With Unified connections, you can configure a data connection once, and it can be reused by various services for use cases in data integration, data analytics, and data science. You can create data connections through the Amazon Glue console, or custom-built applications using unified data connectivity APIs. With Unified connections, you can set up a connection to a data source using a connection configuration template that is standardized for multiple services. These services (Amazon Glue, Amazon SageMaker Unified Studio and Amazon Athena) can share and reuse the same connection with proper permission configuration.

Amazon Glue Studio now creates unified connections by default. In the Amazon Glue console, you can see the version of the connection in the connections table on the connections page, on the connections detail page, and the connections table in the job details page.

The connection version is visible on Connection details:

Screenshot shows the connections detail on the v2 connection.

The connection version is also visible when viewing all your Connections.

Screenshot shows the connections detail on the v2 connection.

Finally, connection version is visible in the Job details tab for a job.

Screenshot shows the connections detail on the v2 connection.

With version 2 connections, you have the following expanded data connectivity capabilities:

  • Connection type discovery: Support for creating connections using standardized templates. Amazon Glue automatically discovers the connection types accessible by you and the required and optional inputs for a given connection type.

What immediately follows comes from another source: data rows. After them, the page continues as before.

PR #431, opened 2016-04-21
CB-11131 Fix TypeError: message.toUpperCase is not a function in Cord…

daserge:
…ovaLogger

[Jira issue](https://issues.apache.org/jira/browse/CB-11131)

### DIFF
--- a/cordova-common/src/CordovaLogger.js
+++ b/cordova-common/src/CordovaLogger.js
@@ -89,7 +89,7 @@ CordovaLogger.prototype.log = function (logLevel, message) {
     var isVerbose = this.logLevel === 'verbose';
     var cursor = this.stdoutCursor;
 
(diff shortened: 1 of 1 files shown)


cordova-common/src/CordovaLogger.js
```diff
@@ -209,7 +209,7 @@ function formatError(error, isVerbose) {
         message = error;
     }
 
-    if(message.toUpperCase().indexOf('ERROR:') !== 0) {
+    if(message && typeof message.toUpperCase === 'function' && message.toUpperCase().indexOf('ERROR:') !== 0) {
```
jasongin: This is fine, but I would have preferred `if (typeof message === 'string' && message.toUpperCase()...)`

daserge:
Updated, thanks!

jasongin:
👍

PR #433, opened 2016-04-29
CB-11174 Resolve symlinked path before getting PlatformApi instance

vladimir-kotikov:
This PR the issue when `getPlatformApi` method in cordova-lib returns a different instances for two paths pointing to the same destination, This also fixes 'npm test' failures on OS X.

See JIRA [CB-11174](https://issues.apache.org/jira/browse/CB-11174) for background and details.

### DIFF
--- a/cordova-lib/spec-cordova/platforms/platforms.spec.js
+++ b/cordova-lib/spec-cordova/platforms/platforms.spec.js
@@ -17,8 +17,11 @@
     under the License.
 */
 
+var fs = require('fs');
+var os = require('os');
 var path = require('path');
 var rewire = require('rewire');
+var shell = require('shelljs');
 
 var util = require('../../src/cordova/util');
 var platforms = rewire('../../src/platforms/platforms');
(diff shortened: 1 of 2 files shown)


cordova-lib/spec-cordova/platforms/platforms.spec.js
```diff
@@ -17,19 +17,25 @@
...
 var PLATFORM_WITH_API = path.join(CORDOVA_ROOT, 'platforms/windows');
 var PLATFORM_WOUT_API = path.join(CORDOVA_ROOT, 'platforms/android');
+var PLATFORM_SYMLINK = path.join(os.tmpdir(), 'cordova_windows_symlink');
 
-var MockPlatformApi = require(path.join(PLATFORM_WITH_API, 'cordova', 'Api'));
+var MockPlatformApi = require(fs.realpathSync(path.join(PLATFORM_WITH_API, 'cordova/Api.js')));
 var PlatformApiPoly = require('../../src/platforms/PlatformApiPoly');
 
+shell.ln('-sf', PLATFORM_WITH_API, PLATFORM_SYMLINK);
+
```
jasongin: Have you tested on Windows? (I see the bug is just about OS X.)

jasongin:
:+1:

cordova-lib/spec-cordova/platforms/platforms.spec.js
vladimir-kotikov: I've tested this on both OS X and Windows. Tests are passing in both cases.

stevengill:
LGTM

PR #434, opened 2016-05-03
CB-11194 Improve cordova load time

nikhilkh:
I instrumented module load and this change improves our load time by ~50% (300+ ms) for `cordova build android` on a hello world project. Biggest gains are from delay loading only when required:
- browserify
- unorm
- unpack

```diff
--- a/Users/nikhil/Developer/cordova/require.log
+++ b/Users/nikhil/Developer/cordova/require-after.log
@@ -1,116 +1,64 @@
 > Module load underscore: 4
->>> Module load graceful-fs: 3
->>> Module load osenv: 3
->>> Module load write-file-atomic: 4
->> Module load configstore: 17
->>>> Module load color-convert: 4
+>> Module load child_process: 3
+>>> Module load graceful-fs: 6
+>>> Module load osenv: 4
+>>>>> Module load crypto: 4
+>>>> Module load ./rng: 5
+>>> Module load uuid: 6
+>>> Module load write-file-atomic: 3
+>> Module load configstore: 24
+>>>> Module load color-convert: 5
 >>> Module load ansi-styles: 6
->> Module load chalk: 11
->> Module load semver-diff: 3
-> Module load update-notifier: 36
->> Module load ../hooks/HooksRunner: 3
-> Module load ./build: 3
->>> Module load unorm: 24
->> Module load ../platforms/PlatformApiPoly: 30
->>>>>>>>>>>> Module load graceful-fs: 12
->>>>>>>>>>> Module load ./lib/reader.js: 13
->>>>>>>>>>>>>> Module load minimatch: 3
->>>>>>>>>>>>>> Module load inflight: 3
->>>>>>>>>>>>> Module load glob: 9
->>>>>>>>>>>> Module load rimraf: 10
->>>>>>>>>>> Module load ./lib/writer.js: 15
->>>>>>>>>> Module load fstream: 33
->>>>>>>>> Module load ./entry.js: 35
->>>>>>>> Module load ./entry-writer.js: 37
->>>>>>> Module load ./lib/pack.js: 39
->>>>>> Module load tar: 44
->>>>> Module load ../../util/unpack: 46
->>>> Module load ../plugman/registry/registry: 49
->>> Module load ./plugin: 54
->> Module load ./restore-util: 54
->>>>>> Module load acorn: 6
->>>>> Module load falafel: 7
->>>>> Module load ./loadConfig: 3
->>>> Module load browserify-transform-tools: 13
->>> Module load aliasify: 15
->>>>>>> Module load resolve: 3
->>>>>> Module load browser-resolve: 4
->>>>>>> Module load acorn: 20
->>>>>>>> Module load estraverse: 3
->>>>>>>> Module load esutils: 4
->>>>>>> Module load escodegen: 11
->>>>>> Module load detective: 33
->>>>>>>>>> Module load ./_stream_readable: 3
->>>>>>>>> Module load ./_stream_duplex: 9
->>>>>>>> Module load ./lib/_stream_transform.js: 9
->>>>>>> Module load readable-stream/transform: 10
->>>>>> Module load through2: 12
->>>>>> Module load concat-stream: 3
->>>>>>>>>>> Module load ./_stream_readable: 3
->>>>>>>>>> Module load ./_stream_duplex: 7
->>>>>>>>> Module load ./lib/_stream_transform.js: 7
->>>>>>>> Module load readable-stream/transform: 8
->>>>>>> Module load through2: 8
->>>>>> Module load stream-combiner2: 11
->>>>> Module load module-deps: 70
->>>>> Module load deps-sort: 3
->>>>>> Module load JSONStream: 3
->>>>>>>>>> Module load ./_stream_readable: 3
->>>>>>>>> Module load ./_stream_duplex: 6
->>>>>>>> Module load ./lib/_stream_transform.js: 7
->>>>>>> Module load readable-stream/transform: 8
->>>>>> Module load through2: 8
->>>>>>>>> Module load ./source-map/source-map-generator: 10
->>>>>>>>> Module load ./source-map/source-node: 3
->>>>>>>> Module load source-map: 14
->>>>>>> Module load inline-source-map: 15
->>>>>>>>> Module load ./source-map/source-map-generator: 9
->>>>>>>>> Module load ./source-map/source-map-consumer: 3
->>>>>>>> Module load source-map: 15
->>>>>>> Module load ./lib/mappings-from-map: 16
->>>>>> Module load combine-source-map: 33
->>>>> Module load browser-pack: 46
->>>>>>>> Module load acorn: 18
->>>>>>> Module load astw: 18
->>>>>> Module load lexical-scope: 19
->>>>>>>>> Module load ./source-map/source-map-generator: 8
->>>>>>>>> Module load ./source-map/source-map-consumer: 5
->>>>>>>> Module load source-map: 16
->>>>>>> Module load inline-source-map: 17
->>>>>> Module load combine-source-map: 21
->>>>> Module load insert-module-globals: 43
->>>>>> Module load acorn: 25
->>>>> Module load syntax-error: 26
->>>>> Module load ./lib/builtins.js: 9
->>>>>> Module load stream-splicer: 4
->>>>> Module load labeled-stream-splicer: 5
->>>> Module load browserify: 208
->>> Module load cordova-js/tasks/lib/bundle-browserify: 216
->> Module load ../plugman/browserify: 234
-> Module load ./prepare: 319
->>>>>>>> Module load sax: 3
->>>>>>> Module load ./sax: 4
->>>>>> Module load ./parsers/index: 4
->>>>> Module load ./parser: 5
->>>> Module load elementtree: 9
+>> Module load chalk: 12
+>>> Module load semver: 3
+>> Module load semver-diff: 4
+> Module load update-notifier: 46
+> Module load ./src/platforms/platforms: 4
+>>>>>>> Module load underscore: 4
+>>>>>>>>>>> Module load sax: 3
+>>>>>>>>>> Module load ./sax: 3
+>>>>>>>>> Module load ./parsers/index: 4
+>>>>>>>> Module load ./parser: 4
+>>>>>>> Module load elementtree: 8
+>>>>>> Module load ../util/xml-helpers: 14
+>>>>> Module load ./PluginInfo: 15
+>>>> Module load ./src/PluginInfo/PluginInfoProvider.js: 16
+>>> Module load ./scriptsFinder: 18
+>>>> Module load q: 5
+>>> Module load ./src/superspawn: 8
+>> Module load ../hooks/HooksRunner: 29
+> Module load ./build: 30
+>> Module load ./src/PlatformJson: 5
+>>> Module load shelljs: 6
+>>> Module load ../plugman/pla`tforms/common: 3
+>>> Module load ./src/ActionStack: 3
+>>>> Module load semver: 5
+>>> Module load ./src/ConfigChanges/ConfigChanges.js: 11
+>> Module load ../platforms/PlatformApiPoly: 26
+> Module load ./prepare: 36
+>>>>>>>> Module load sax: 4
+>>>>>>> Module load ./sax: 5
+>>>>>> Module load ./parsers/index: 6
+>>>>> Module load ./parser: 6
+>>>> Module load elementtree: 12
 >>>>> Module load underscore: 5
 >>>> Module load ./src/util/xml-helpers: 7
->>> Module load ./AndroidManifest: 17
+>>> Module load ./AndroidManifest: 21
 >>>> Module load shelljs: 6
 >>> Module load ./pluginHandlers: 8
->> Module load ./lib/AndroidProject: 28
+>> Module load ./lib/AndroidProject: 31
 >>> Module load q: 5
->>> Module load ./PlatformJson: 4
+>>> Module load ./PlatformJson: 5
+>>>> Module load semver: 3
 >>> Module load ./ConfigChanges/ConfigChanges: 5
->> Module load ./src/PluginManager: 19
->> Module load ./src/CordovaLogger: 3
-> Module load /Users/nikhil/Developer/apps/perf/platforms/android/cordova/Api.js: 50
-load: 764ms
+>> Module load ./src/PluginManager: 20
+> Module load /Users/nikhil/Developer/apps/perf/platforms/android/cordova/Api.js: 54
+load: 341ms
 > Module load ./lib/prepare: 5
 ANDROID_HOME=/Users/nikhil/Library/Android/sdk
 JAVA_HOME=/Library/Java/JavaVirtualMachines/jdk1.8.0_51.jdk/Contents/Home
->> Module load ./Adb: 3
-> Module load ./lib/build: 7
+> Module load ./lib/build: 6
+> Module load ./GradleBuilder: 4
 :preBuild UP-TO-DATE
 :preDebugBuild UP-TO-DATE
 :checkDebugManifest
@@ -171,6 +119,6 @@ JAVA_HOME=/Library/Java/JavaVirtualMachines/jdk1.8.0_51.jdk/Contents/Home
 
 BUILD SUCCESSFUL
 
-Total time: 1.027 secs
+Total time: 1.244 secs
 Built the following apk(s): 
 	/Users/nikhil/Developer/apps/perf/platforms/android/build/outputs/apk/android-debug.apk
```

### DIFF
--- a/cordova-common/cordova-common.js
+++ b/cordova-common/cordova-common.js
@@ -17,27 +17,30 @@
     under the License.
 */
 
-exports = module.exports = {
-    events: require('./src/events'),
-    superspawn: require('./src/superspawn'),
+var addProperty = require('./src/util/addProperty');
 
-    ActionStack: require('./src/ActionStack'),
-    CordovaError: require('./src/CordovaError/CordovaError'),
-    CordovaLogger: require('./src/CordovaLogger'),
-    CordovaExternalToolErrorContext: require('./src/CordovaError/CordovaExternalToolErrorContext'),
-    PlatformJson: require('./src/PlatformJson'),
-    ConfigParser: require('./src/ConfigParser/ConfigParser.js'),
-    FileUpdater: require('./src/FileUpdater'),
+module.exports = { };
 
-    PluginInfo: require('./src/PluginInfo/PluginInfo.js'),
-    PluginInfoProvider: require('./src/PluginInfo/PluginInfoProvider.js'),
+addProperty(module, 'events', './src/events');
+addProperty(module, 'superspawn', './src/superspawn');
 
-    PluginManager: require('./src/PluginManager'),
+addProperty(module, 'ActionStack', './src/ActionStack');
+addProperty(module, 'CordovaError', './src/CordovaError/CordovaError');
+addProperty(module, 'CordovaLogger', './src/CordovaLogger');
+addProperty(module, 'CordovaExternalToolErrorContext', './src/CordovaError/CordovaExternalToolErrorContext');
+addProperty(module, 'PlatformJson', './src/PlatformJson');
+addProperty(module, 'ConfigParser', './src/ConfigParser/ConfigParser');
+addProperty(module, 'FileUpdater', './src/FileUpdater');
 
-    ConfigChanges: require('./src/ConfigChanges/ConfigChanges.js'),
-    ConfigKeeper: require('./src/ConfigChanges/ConfigKeeper.js'),
-    ConfigFile: require('./src/ConfigChanges/ConfigFile.js'),
-    mungeUtil: require('./src/ConfigChanges/munge-util.js'),
+addProperty(module, 'PluginInfo', './src/PluginInfo/PluginInfo');
+addProperty(module, 'PluginInfoProvider', './src/PluginInfo/PluginInfoProvider');
 
-    xmlHelpers: require('./src/util/xml-helpers')
-};
+addProperty(module, 'PluginManager', './src/PluginManager');
+
+addProperty(module, 'ConfigChanges', './src/ConfigChanges/ConfigChanges');
+addProperty(module, 'ConfigKeeper', './src/ConfigChanges/ConfigKeeper');
+addProperty(module, 'ConfigFile', './src/ConfigChanges/ConfigFile');
+addProperty(module, 'mungeUtil', './src/ConfigChanges/munge-util');
+
+addProperty(module, 'xmlHelpers', './src/util/xml-helpers');
+
--- a/cordova-common/src/ConfigChanges/ConfigFile.js
+++ b/cordova-common/src/ConfigChanges/ConfigFile.js
@@ -17,13 +17,17 @@
 var fs = require('fs');
 var path = require('path');
 
-var bplist = require('bplist-parser');
-var et   = require('elementtree');
-var glob = require('glob');
-var plist = require('plist');
+var modules = {};
+var addProperty = require('../util/addProperty');
 
-var plist_helpers = require('../util/plist-helpers');
-var xml_helpers = require('../util/xml-helpers');
+// Use delay loading to ensure plist and other node modules to not get loaded
+// on Android, Windows platforms
+addProperty(module, 'bplist', 'bplist-parser', modules);
+addProperty(module, 'et', 'elementtree', modules);
+addProperty(module, 'glob', 'glob', modules);
+addProperty(module, 'plist', 'plist', modules);
+addProperty(module, 'plist_helpers', '../util/plist-helpers', modules);
+addProperty(module, 'xml_helpers', '../util/xml-helpers', modules);
 
 /******************************************************************************
 * ConfigFile class
@@ -67,7 +71,7 @@ function ConfigFile_load() {
     // the same in a future release
     if (ext == '.xml' || ext == '.appxmanifest') {
         self.type = 'xml';
-        self.data = xml_helpers.parseElementtreeSync(filepath);
+        self.data = modules.xml_helpers.parseElementtreeSync(filepath);
     } else {
         // plist file
         self.type = 'plist';
@@ -76,8 +80,8 @@ function ConfigFile_load() {
         //       Do we still need to support binary plist?
         //       If yes, use plist.parseStringSync() and read the file once.
         self.data = isBinaryPlist(filepath) ?
-                bplist.parseBuffer(fs.readFileSync(filepath)) :
-                plist.parse(fs.readFileSync(filepath, 'utf8'));
+                modules.bplist.parseBuffer(fs.readFileSync(filepath)) :
+                modules.plist.parse(fs.readFileSync(filepath, 'utf8'));
     }
 }
 
@@ -88,7 +92,7 @@ ConfigFile.prototype.save = function ConfigFile_save() {
     } else {
         // plist
         var regExp = new RegExp('<string>[ \t\r\n]+?</string>', 'g');
-        fs.writeFileSync(self.filepath, plist.build(self.data).replace(regExp, '<string></string>'));
+        fs.writeFileSync(self.filepath, modules.plist.build(self.data).replace(regExp, '<string></string>'));
     }
     self.is_changed = false;
 };
@@ -98,14 +102,14 @@ ConfigFile.prototype.graft_child = function ConfigFile_graft_child(selector, xml
     var filepath = self.filepath;
     var result;
     if (self.type === 'xml') {
-        var xml_to_graft = [et.XML(xml_child.xml)];
-        result = xml_helpers.graftXML(self.data, xml_to_graft, selector, xml_child.after);
+        var xml_to_graft = [modules.et.XML(xml_child.xml)];
+        result = modules.xml_helpers.graftXML(self.data, xml_to_graft, selector, xml_child.after);
         if ( !result) {
             throw new Error('grafting xml at selector "' + selector + '" from "' + filepath + '" during config install went bad :(');
         }
     } else {
         // plist file
-        result = plist_helpers.graftPLIST(self.data, xml_child.xml, selector);
+        result = modules.plist_helpers.graftPLIST(self.data, xml_child.xml, selector);
         if ( !result ) {
             throw new Error('grafting to plist "' + filepath + '" during config install went bad :(');
         }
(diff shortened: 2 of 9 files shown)


cordova-common/cordova-common.js
```diff
@@ -3,7 +3,7 @@
     or more contributor license agreements.  See the NOTICE file
     distributed with this work for additional information
     regarding copyright ownership.  The ASF licenses this file
-    to you under the Apache License, Version 2.0 (the
+    to you under the Apache License } Version 2.0 (the
```
jasongin: fix this

cordova-common/cordova-common.js
```diff
@@ -17,26 +17,40 @@
...
-};
+function addProperty(obj, property, modulePath) {
+    var val = null;
+
+    // Add properties as getter to delay load the modules on first invocation
+    Object.defineProperty(obj, property, {
+        configurable: true,
+        get: function () {
+            val = val || require(modulePath);
+            ob[property] = val;
```
jasongin: Typo, should be 'obj', not 'ob' ?

jasongin: Also, there should be no need to use the 'val' cache if you are overwriting obj[property].

cordova-common/cordova-common.js
```diff
@@ -17,26 +17,40 @@
...
-    PluginManager: require('./src/PluginManager'),
-
-    ConfigChanges: require('./src/ConfigChanges/ConfigChanges.js'),
-    ConfigKeeper: require('./src/ConfigChanges/ConfigKeeper.js'),
-    ConfigFile: require('./src/ConfigChanges/ConfigFile.js'),
-    mungeUtil: require('./src/ConfigChanges/munge-util.js'),
-
-    xmlHelpers: require('./src/util/xml-helpers')
-};
+function addProperty(obj, property, modulePath) {
```
jasongin: Name this something more specific than addProperty, because it only adds a specific kind of required-module property.

cordova-common/src/ConfigChanges/ConfigFile.js
```diff
@@ -17,13 +17,30 @@
 var fs = require('fs');
 var path = require('path');
 
-var bplist = require('bplist-parser');
-var et   = require('elementtree');
-var glob = require('glob');
-var plist = require('plist');
+var modules = {};
+
+function addProperty(obj, property, modulePath) {
```
jasongin: Can this be defined once and then required from other sources?

cordova-common/src/superspawn.js
```diff
@@ -22,7 +22,7 @@ var fs = require('fs');
 var path = require('path');
 var _ = require('underscore');
 var Q = require('q');
-var shell = require('shelljs');
+var which = require('shelljs/src/which');
```
jasongin: It looks like this relies on shelljs internal layout that may change in a future version.

cordova-common/src/ConfigChanges/ConfigFile.js
jasongin: Perhaps add an optional 4th parameter which is the name of a property on the required module.

cordova-lib/src/platforms/PlatformApiPoly.js
```diff
@@ -474,7 +473,12 @@ function getCreateArgs(destinationDir, projectConfig, options) {
     // CB-6992 it is necessary to normalize characters
     // because node and shell scripts handles unicode symbols differently
     // We need to normalize the name to NFD form since iOS uses NFD unicode form
-    args.push(platformName == 'ios' ? unorm.nfd(projectConfig.name()) : projectConfig.name());
+    var name = projectConfig.name();
+    if (platformName == 'ios') {
+        var unorm = require('unorm');
+        name = unorm.nfd(projectConfig.name());
```
jasongin: `name = unorm.nfd(name);`

cordova-common/src/superspawn.js
jasongin: Also, does this really save any time? Lots of sources require shelljs, so I'd expect it to be fully loaded somewhere else anyway.

nikhilkh: this eliminates multiple copies of `shelljs` - since every module gets it's own version. There are two versions of cordova-common loaded and hence two shelljs modules.

If we do update the version of shelljs and this breaks - it would be very obvious to fix. I have a PR in the works to submit to shelljs to delay load on their side.

cordova-common/cordova-common.js
nikhilkh: This was a last minute change - fixed already - yes, I can remove 'val'

cordova-common/src/ConfigChanges/ConfigFile.js
rakatyal: +1

cordova-lib/cordova-lib.js
```diff
@@ -18,19 +18,35 @@
 */
 
 // For now expose plugman and cordova just as they were in the old repos
+
+
+function addProperty(obj, property, modulePath) {
```
vladimir-kotikov: Similar functionality already exists at [`src/cordova/util.js:339`](https://github.com/apache/cordova-lib/blob/master/cordova-lib/src/cordova/util.js#L339). There is a slight difference but it looks like it could be reused.

jasongin: Nice, that should definitely be consolidated. It will have to be moved into cordova-common though.

nikhilkh: util.js has a side effect in global code of invoking a mkrdir. Also, the addModuleProperty is not quite the same and it's used in a number of places. I have already created a shared version in cordova-common.

nikhilkh:
Looking to merge this by EOD today if there are no other concerns.

cordova-common/src/superspawn.js
```diff
@@ -22,20 +22,20 @@ var fs = require('fs');
...
     var winExtensions = ['.exe', '.bat', '.cmd', '.js', '.vbs'];
     function isValidExe(c) {
         return winExtensions.indexOf(path.extname(c)) !== -1 && fs.existsSync(c);
     }
     if (isValidExe(cmd)) {
         return cmd;
     }
-    cmd = shell.which(cmd) || cmd;
+    cmd = which({}, cmd) || cmd;
     if (!isValidExe(cmd)) {
```
jasongin: I think this won't work now. The non-wrapped `which()` returns a `ShellString` object, then `path.extname()` throws if `(typeof path !== 'string')`.
Did you test on Windows?

PR #436, opened 2016-05-06
CB-11134: Removing duplicated warning

riknoll:


omefire:
LGTM!

omefire:
(Though not related to this change) it seems like the ```--force``` flag wouldn't work as advertised ?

  • Reusability: Connection definitions that are reusable across Amazon data processing engines and tools like Amazon Glue, Amazon Athena, and Amazon SageMaker. Connections now contain AthenaProperties, SparkProperties, PythonProperties which allow to specify compute environment/service specific connection properties in addition to the common properties stored in ConnectionProperties. Athena now creates Connections in Amazon Glue by specifying Athena specific properties in the AthenaProperties property map.

  • Data preview: Ability to browse metadata and preview data from connected sources.

  • Connector metadata: Reusable connections may be used in order to discover table metadata.

  • Service linked secrets: Users may provide necessary OAuth, basic or custom authentication credentials in the CreateConnection request. The CreateConnection API creates a Service Linked Secret in your account and stores the credentials on your behalf.